[Excerpted data — start]

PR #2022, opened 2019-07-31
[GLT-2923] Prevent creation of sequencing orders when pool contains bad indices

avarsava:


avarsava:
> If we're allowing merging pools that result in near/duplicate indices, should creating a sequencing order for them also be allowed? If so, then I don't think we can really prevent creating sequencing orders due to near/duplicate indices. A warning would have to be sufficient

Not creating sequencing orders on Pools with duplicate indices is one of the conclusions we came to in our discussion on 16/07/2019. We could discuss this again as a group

[Excerpted data — finish]

Each line of the material above needs to be returned exactly as written.

Solution to the exercise:
PR #2022, opened 2019-07-31
[GLT-2923] Prevent creation of sequencing orders when pool contains bad indices

avarsava:


avarsava:
> If we're allowing merging pools that result in near/duplicate indices, should creating a sequencing order for them also be allowed? If so, then I don't think we can really prevent creating sequencing orders due to near/duplicate indices. A warning would have to be sufficient

Not creating sequencing orders on Pools with duplicate indices is one of the conclusions we came to in our discussion on 16/07/2019. We could discuss this again as a group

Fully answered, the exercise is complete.